Myoepithelial tumors only recently have been recognized as occurring primarily in soft tissue, and only a few cases have been described in the literature. The occurrence of these tumors in the hand is even more limited. In this article, we review the clinical, radiologic, and histologic features of a benign myoepithelioma of the hypothenar region of the left hand. (J Hand Surg 2007;32A:674 – 676. Copyright © 2007 by the American Society for Surgery of the Hand.) Key words: Hand, magnetic resonance imaging, myoepithelioma, soft tissue.

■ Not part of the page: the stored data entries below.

PR #25587, opened 2020-09-23
chore: remove custom Node.js debugger

codebytere:
#### Description of Change

Removes our custom Node.js debugger and related patches. When we have `nodeIntegration` enabled in the renderer process, Blink creates the V8 inspector themselves, so that means two of them will be created, leading to a fun set of crashes. This PR adjusts a patch to ensure no inspector is created in the renderer process. 

This PR also has the side effect of making the `--inspect-brk-node` flag work again 🎉  

#### Checklist

- [x] `npm test` passes

#### Release Notes

Notes: none


patches/node/fix_allow_preventing_initializeinspector_in_env.patch
```diff
@@ -1,18 +1,17 @@
...
 https://github.com/nodejs/node/commit/8c5ad1392f30cfe6b107e9bd85f4cb918ba04aab
 made it such that env->InitializeInspector was called in CreateEnvironment
-no matter what, which creates an issue for embedders seeking to manage
-the InspectorAgent themselves as Electron does. This adds a new
+no matter what, which creates an issue for Electron, as the V8 inspector
+already exists in the renderer process and therefore we only want to
+initialize it in the browser process. This adds a new
 EnvironmentFlags option which allows preventing that invocation.
 
-This will be upstreamed.
```
nornagon, line 12: are we no longer intending to upstream this?

nornagon (approved):

patches/node/fix_allow_preventing_initializeinspector_in_env.patch
codebytere: oh we are, i have a PR opened already! my bad

PR #25592, opened 2020-09-23
chore: improve renderer crash logging

miniak:
#### Description of Change
Follow up to #25317

#### Checklist
- [x] `npm test` passes

#### Release Notes
Notes: no-notes

### DIFF
--- a/lib/browser/api/web-contents.ts
+++ b/lib/browser/api/web-contents.ts
@@ -462,8 +462,7 @@ const addReturnValueToEvent = (event: any) => {
 };
 
 const loggingEnabled = () => {
-  return Object.prototype.hasOwnProperty.call(process.env, 'ELECTRON_ENABLE_LOGGING') ||
-    process.argv.some(arg => arg.toLowerCase().startsWith('--enable-logging'));
+  return process.env.ELECTRON_ENABLE_LOGGING || app.commandLine.hasSwitch('enable-logging');
 };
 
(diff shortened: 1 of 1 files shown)


lib/browser/api/web-contents.ts
```diff
@@ -462,8 +462,7 @@ const addReturnValueToEvent = (event: any) => {
 };
 
 const loggingEnabled = () => {
-  return Object.prototype.hasOwnProperty.call(process.env, 'ELECTRON_ENABLE_LOGGING') ||
-    process.argv.some(arg => arg.toLowerCase().startsWith('--enable-logging'));
+  return process.env.ELECTRON_ENABLE_LOGGING || app.commandLine.hasSwitch('enable-logging');
```
nornagon, line 465: teeeeechnically the logic for this in `base::Environment` is different. Ideally we'd just query this info directly from the C++ which actually controls logging, rather than trying to reimplement this.

Things that enable logging in the C++ without tripping this test, for example:
```
ELECTRON_ENABLE_LOGGING=0
electron_enable_logging=1

# only on non-Windows platforms:
ELECTRON_ENABLE_LOGGING=
```

I don't think it's very important to match exactly, but JFYI.

nornagon (approved):

codebytere (approved):

alexeykuzmin (approved):

PR #25606, opened 2020-09-23
fix: check printer list when no default printers

codebytere:
Backport of #25515

See that PR for details.

Notes: Fixed an issue where an error would be displayed when using `webContents.print()` if no default was set and no device name provided.


jkleinsc (approved):

alex-drocks:
Thanks for the fix!

PR #25609, opened 2020-09-23
fix: prevent destroyed view references from causing crashes

mlaurencin:
#### Description of Change

Backport of https://github.com/electron/electron/pull/25411

@codebytere 

#### Checklist

- [ ] `npm test` passes

#### Release Notes

Notes: Fixed crashes caused by attempting to modify destroyed views

### DIFF
--- a/shell/browser/native_window_mac.mm
+++ b/shell/browser/native_window_mac.mm
@@ -1247,8 +1247,11 @@ void NativeWindowMac::AddBrowserView(NativeBrowserView* view) {
   }
 
   add_browser_view(view);
-  auto* native_view =
-      view->GetInspectableWebContentsView()->GetNativeView().GetNativeNSView();
+  auto* iwc_view = view->GetInspectableWebContentsView();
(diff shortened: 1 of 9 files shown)


shell/browser/native_window_mac.mm
```diff
@@ -1247,8 +1247,9 @@ void ViewDidMoveToSuperview(NSView* self, SEL _cmd) {
   }
 
   add_browser_view(view);
-  auto* native_view =
-      view->GetInspectableWebContentsView()->GetNativeView().GetNativeNSView();
+  auto* iwc_view = view->GetInspectableWebContentsView() if (!iwc_view) return;
```
jkleinsc, line 1250:
```suggestion
  auto* iwc_view = view->GetInspectableWebContentsView();
  if (!iwc_view) 
    return;
```

jkleinsc (changes requested):
Looks like there are some legitimate test failures happening

codebytere (approved):

PR #25611, opened 2020-09-23
refactor: use chromium x11 error handler

vially:
#### Description of Change

Chromium recently extracted the X11 error handler into a separate file ([chromium#1093008](https://bugs.chromium.org/p/chromium/issues/detail?id=1093008)) in order to reuse that logic in Ozone/X11. However, this logic is also **very similar** to the X11 error handler implemented in Electron (originally inspired by the chromium implementation: https://github.com/electron-archive/brightray/pull/149).

This pull-request attempts to cleanup this code duplication by reusing chromium's X11 error handler in Electron. However, the Electron implementation does contain some changes which are not found in the chromium's implementation (e.g.: https://github.com/electron/electron/commit/b25175a19acb4fd2bb1491585307801674a2f2f3). This means that **if this pull-request is merged in its current form those changes will be lost**.

I'm not familiar enough with the Electron code base to understand whether these changes are still needed, but if they are (very likely) I'll try to find a way to port them over.

The reason I'm touching this code and trying to clean it up is because I'm working on a set of patches to enable Ozone/Wayland support in Electron (more details in #25522) and it would be nice if it was possible to remove some of the X11 specific code in the process.

### Warning

This pull-request contains subtle logic changes for which I don't fully understand the potential consequences. They also happen to be in areas which are not very easy to test (e.g.: X server errors while electron is running). **Please review it very carefully.**

#### Checklist

- [x] PR description included and stakeholders cc'd (@zcbenz) 
- [x] `npm test` passes

#### Release Notes

Notes: none

### DIFF
--- a/shell/browser/electron_browser_main_parts.cc
+++ b/shell/browser/electron_browser_main_parts.cc
@@ -64,6 +64,7 @@
 #include "base/environment.h"
 #include "base/nix/xdg_util.h"
 #include "base/threading/thread_task_runner_handle.h"
+#include "ui/base/x/x11_error_handler.h"
 #include "ui/base/x/x11_util.h"
 #include "ui/events/devices/x11/touch_factory_x11.h"
 #include "ui/gfx/color_utils.h"
@@ -147,14 +148,7 @@ base::string16 MediaStringProvider(media::MessageId id) {
   }
 }
 
-#if defined(USE_X11)
-// Indicates that we're currently responding to an IO error (by shutting down).
-bool g_in_x11_io_error_handler = false;
-
-// Number of seconds to wait for UI thread to get an IO error if we get it on
-// the background thread.
-const int kWaitForUIThreadSeconds = 10;
-
+#if defined(OS_LINUX)
 void OverrideLinuxAppDataPath() {
   base::FilePath path;
   if (base::PathService::Get(DIR_APP_DATA, &path))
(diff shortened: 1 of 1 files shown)


nornagon:
cc @ckerr who has some experience in this area I think

zcbenz (approved):
Looks good to me.

vially:
I've force-pushed some changes to fix a [linter error](https://app.circleci.com/pipelines/github/electron/electron/30213/workflows/470496a0-a37c-4892-87fb-f780f6c68ca7/jobs/666011) caused by a duplicate import of `base/run_loop.h`.

ckerr (approved):
OK. As I read through this and look at the history of the x11 changes in e_b_main_parts and the new upstream changes -- this patch looks reasonable.

As for whether or not we need to keep the code shear... b25175a19acb4fd2bb1491585307801674a2f2f3 came during a Chromium roll so there's not a lot of context captured on GitHub about what prompted that. Since @zcbenz made that change _and_ approved this PR, that's encouraging :smile: 

When in doubt, we try to stick to upstream as closely as possible. There may be a blocker but I'm not seeing it in this PR, and so I'd vote for sticking to upstream, taking this into master, marking as do-not-backport, and seeing what surfaces. Unfortunately we don't have good CI specific to X11 error handling, so we may need to find these edge cases manually.

PR #25617, opened 2020-09-24
fix: submenu should be autoreleased

zcbenz:
#### Description of Change

The `submenu` is a strong property so it must be autoreleased before being assigned.

#### Checklist

- [ ] `npm test` passes

#### Release Notes

Notes: Fix memory leak when creating "Services" menu.

### DIFF
--- a/shell/browser/ui/cocoa/electron_menu_controller.mm
+++ b/shell/browser/ui/cocoa/electron_menu_controller.mm
@@ -297,7 +297,7 @@ static base::scoped_nsobject<NSMenu> recentDocumentsMenuSwap_;
 
     [item setTarget:nil];
     [item setAction:nil];
-    NSMenu* submenu = [[NSMenu alloc] initWithTitle:label];
+    NSMenu* submenu = [[[NSMenu alloc] initWithTitle:label] autorelease];
     [item setSubmenu:submenu];
     [NSApp setServicesMenu:submenu];
   } else if (type == electron::ElectronMenuModel::TYPE_SUBMENU &&


codebytere (approved):

codebytere:
@zcbenz there's another place we allocate a new `NSMenu` - should those be autoreleased as well?

https://github.com/electron/electron/blob/7b0a84477ae8ae8817c560cd687e3222087b9d58/shell/browser/ui/cocoa/electron_menu_controller.mm#L80

ckerr (approved):
I'd be welcome another opinion but I _think_ this PR is correct as-is?

There are four places in the file where we alloc a new NSMenu. Two of them (lines 80 and 412) are managed by the `base::scoped_nsobject` wrapper, one (line 211) is already marked for autorelease, and this one (line 300) is the one now being marked.

zcbenz:
> @zcbenz there's another place we allocate a new `NSMenu` - should those be autoreleased as well?

`base::scoped_nsobject` behaves like `std::unique_ptr`, it takes a pointer of ref count 1 and releases it when destructed. So we should not pass an autoreleased pointer to it.

The behaviors of Cocoa APIs depend on the type of properties. For `@property(strong)` (for example `submenu` and `image`), the passed pointer would be retained and released, so we should usually pass an autoreleased pointer to it. For `@property(weak)` (for example `delegate`), nothing would happen to the passed pointer, so it is our responsibility to managed the pointer's lifetime and ensures the pointer outlives the target object.

Anyway the principle is to ensure the ref count of the pointer will eventually turn 0.

Also note that `base::RefCounted` and `GObject` objects are slightly different that, the newly allocated objects have ref count of 0, while newly allocated `NSObject` objects have ref count of 1.

MarshallOfSound (approved):

Issue #25254, opened 2020-09-01
App crashes after printing using webContents.print()


paronix:
### Preflight Checklist

* [x] I have read the [Contributing Guidelines](https://github.com/electron/electron/blob/master/CONTRIBUTING.md) for this project.
* [x] I agree to follow the [Code of Conduct](https://github.com/electron/electron/blob/master/CODE_OF_CONDUCT.md) that this project adheres to.
* [x] I have searched the issue tracker for an issue that matches the one I want to file, without success.

### Issue Details

* **Electron Version:**
  * 10.0.1
  * 10.1.0
  * 10.1.1
* **Operating System:**
  * Windows 10
* **Last Known Working Electron version:**
  * 9.2.1
  * 10.0.0

### Expected Behavior
Printing is succesful and the application does not crash after printing.

### Actual Behavior
Printing is succesful but immediately after the application closes with Exit status 3221225477

### To Reproduce
Use web Contents.print() in affected versions. See Fiddle at https://gist.github.com/3f840923e139cf11121a46e9bec3f5f9

### Additional Information
It does not seem to affect the V11 Beta's (tested in Electron Fiddle).

bjbk:
Confirmed same for macOS. 
Electron v10.1.1
OS Version:            Mac OS X 10.15.6
Crashed Thread:        0  CrBrowserMain

Exception Type:        EXC_BAD_ACCESS (SIGSEGV)
Exception Codes:       KERN_INVALID_ADDRESS at 0x0000000000000018
Exception Note:        EXC_CORPSE_NOTIFY

Termination Signal:    Segmentation fault: 11
Termination Reason:    Namespace SIGNAL, Code 0xb
Terminating Process:   exc handler [23587]

Issue #24947, opened 2020-08-12
Refactor printing code based on headless component print manager


deepak1556:
This is based on the discussion from https://bugs.chromium.org/p/chromium/issues/detail?id=1101596 , our current implementation of pdf generation is kind of hack using bits from `//chrome`. 

We have hit the limits of this hack, with oopif enabled our implementation is unable to composite the document with sub frames. Also we maintain considerable amount of patch set in `printing.patch` that cannot be upstreamed.

Let us try to minimize this based on the pointers from upstream.

/cc @codebytere

ckerr:
This is making its way into our roll in https://github.com/electron/electron/pull/33091 via https://chromium-review.googlesource.com/c/chromium/src/+/3111565, which is a precursor to https://chromium-review.googlesource.com/c/chromium/src/+/3082312/ .

I've put in stubs for our silent / job_settings / canceled parameters in https://github.com/electron/electron/pull/33091/commits/e17ada2846bccc6dfdc911623cdaf86143b9106f which unblocks the roll, but a more comprehensive refactor is called for with the kinds of goals described above by @deepak1556 about using upstream code instead of patching it

PR #25622, opened 2020-09-24
fix: crash in printing on Windows

codebytere:
#### Description of Change

Closes https://github.com/electron/electron/issues/25254.

This was crashing because `IDS_UTILITY_PROCESS_PRINTING_SERVICE_NAME` was being incorrectly loaded as an empty string.

cc @nornagon @ckerr @deepak1556 

#### Checklist

- [x] `npm test` passes

#### Release Notes

Notes: Fixed a crash in printing on Windows.


deepak1556 (approved):
would be great if we can complete https://github.com/electron/electron/issues/24947  which would allow for some headless testing that can catch these issues early on.

ckerr (approved):
:+1: @deepak1556's suggestion on #24947, but it doesn't block this PR

Issue #24356, opened 2020-06-29
ready-to-show event doesn't fire when opening a window to "about:blank" and writing a small amount of content to it


pushkin-:
### Preflight Checklist
* [x] I have read the [Contributing Guidelines](https://github.com/electron/electron/blob/master/CONTRIBUTING.md) for this project.
* [x] I agree to follow the [Code of Conduct](https://github.com/electron/electron/blob/master/CODE_OF_CONDUCT.md) that this project adheres to.
* [x] I have searched the issue tracker for an issue that matches the one I want to file, without success.

### Issue Details

* **Electron Version:** 9.0.4
* **Operating System:** Windows 10
* **Last Known Working Electron version:** not sure

### Expected Behavior
The `ready-to-show` event should fire when opening a window to "about:blank" and writing a small amount of content to it.

### Actual Behavior
`ready-to-show` doesn't fire until triggering another `window.open` call.
`ready-to-show` does fire when writing a larger amount of content however

### To Reproduce
main.js:

```
(async () => {
  const {app, BrowserWindow} = require("electron");

  await app.whenReady()

  const win = new BrowserWindow({webPreferences: { nativeWindowOpen: true }});
  await win.loadURL("https://google.com");
  win.webContents.openDevTools();

  win.webContents.on("new-window", (e, url, frameName, disp, options) => {
    options.show = false;
  });

  app.on("browser-window-created", (e, win) => {
    win.once("ready-to-show", () => {
      win.show();
    });
  });
})();

```

1. `npm start` this app.
2. in the devtools that appears, execute `var w = window.open("about:blank", "a"); w.document.write('<body>a</body>"');`
3. notice the window doesn't appear because the ready-to-show event doesn't fire
4. if you do another `window.open("about:blank", "a")` (needs to be for the same window name), then the ready-to-show fires

If you don't make the `w.document.write` call and just open a window to `"about:blank"`, then the `ready-to-show` event fires appropriately.

[...]

PR #25632, opened 2020-09-25

CezaryKulakowski:
#### Description of Change

When this chromium change landed:
https://chromium-review.googlesource.com/c/chromium/src/+/2215143
event `ready-to-show` is not always emitted. This pull request removes following workaround for the problem:
https://github.com/electron/electron/pull/25448
and fixes the problem the way which ensures that event is emitted exactly at the same moment it would be emitted before problematic chromium change landed. Previous fix was not ideal as with it event `ready-to-show` is emitted only after `did-finish-load` was received what significantly delays moment the window is displayed (also: it may happen that `did-finish-load` is never emitted for certain pages). 

#### Checklist

- [x] `npm test` passes

#### Release Notes

Notes: Fix ready-to-show event not emitted on some machines.

### DIFF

yoepithelial tumors of the soft tissue are rare, although they are relatively common in the skin and salivary glands, especially the parotid gland. In a clinicopathologic study of 101 myoepithelial tumors occurring in soft tissue, only 5 cases originated in the hand.1 To our knowledge, there has been only 1 case report2 of a soft-tissue myoepithelioma originating in the hand— one in which the tumor was located in the thenar eminence of the left hand. Unlike our case, in which the patient presented with enlargement of the hypothenar region only, that patient had dilated tortuous veins on the overlying skin, and the plain radiograph showed a soft-tissue enlargement containing a nodular calcification. Its characteristics on magnetic resonance image (MRI) generally resembled those of our case, the only differences being that in our case the tumor was lobulated and the signal intensity on T2-weighted images was heterogeneous.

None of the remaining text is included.